(Stored data)
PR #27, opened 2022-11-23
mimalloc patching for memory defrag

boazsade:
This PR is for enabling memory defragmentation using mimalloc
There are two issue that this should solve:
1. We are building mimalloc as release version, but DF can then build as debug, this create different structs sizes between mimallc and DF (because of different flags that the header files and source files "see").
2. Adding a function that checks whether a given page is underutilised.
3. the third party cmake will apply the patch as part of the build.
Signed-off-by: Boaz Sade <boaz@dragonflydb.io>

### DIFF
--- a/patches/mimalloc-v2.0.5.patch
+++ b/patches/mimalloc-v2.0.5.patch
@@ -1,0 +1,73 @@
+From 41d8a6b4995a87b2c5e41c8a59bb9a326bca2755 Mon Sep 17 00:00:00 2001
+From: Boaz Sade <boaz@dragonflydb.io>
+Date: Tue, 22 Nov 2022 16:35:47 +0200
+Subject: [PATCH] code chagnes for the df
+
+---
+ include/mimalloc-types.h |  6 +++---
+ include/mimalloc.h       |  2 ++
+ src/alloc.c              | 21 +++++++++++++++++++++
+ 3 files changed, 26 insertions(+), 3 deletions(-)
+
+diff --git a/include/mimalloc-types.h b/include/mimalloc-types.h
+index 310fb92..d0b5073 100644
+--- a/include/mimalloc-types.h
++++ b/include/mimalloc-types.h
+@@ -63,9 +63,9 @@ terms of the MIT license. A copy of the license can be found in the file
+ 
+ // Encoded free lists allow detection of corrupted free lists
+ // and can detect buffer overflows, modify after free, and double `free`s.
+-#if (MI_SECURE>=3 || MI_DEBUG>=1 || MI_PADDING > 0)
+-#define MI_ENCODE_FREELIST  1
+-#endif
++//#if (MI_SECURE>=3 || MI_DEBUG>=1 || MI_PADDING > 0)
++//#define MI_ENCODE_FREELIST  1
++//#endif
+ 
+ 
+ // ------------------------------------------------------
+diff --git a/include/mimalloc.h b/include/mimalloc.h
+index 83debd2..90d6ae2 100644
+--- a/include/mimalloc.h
* * *
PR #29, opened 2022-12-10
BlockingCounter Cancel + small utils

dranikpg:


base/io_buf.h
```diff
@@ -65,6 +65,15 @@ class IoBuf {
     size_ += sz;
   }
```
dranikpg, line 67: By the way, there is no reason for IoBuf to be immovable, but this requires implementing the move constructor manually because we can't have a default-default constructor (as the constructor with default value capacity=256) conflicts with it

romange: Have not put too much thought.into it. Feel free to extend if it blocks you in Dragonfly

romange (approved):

● Directions for this task
The stretch of entries above that starts with the line containing "PR #27, opened 2022-11-23" and goes on through the line containing "2. Adding a" is to be transcribed exactly, and no other line is to be transcribed.

● Response to the exercise
PR #27, opened 2022-11-23
mimalloc patching for memory defrag

boazsade:
This PR is for enabling memory defragmentation using mimalloc
There are two issue that this should solve:
1. We are building mimalloc as release version, but DF can then build as debug, this create different structs sizes between mimallc and DF (because of different flags that the header files and source files "see").
2. Adding a function that checks whether a given page is underutilised.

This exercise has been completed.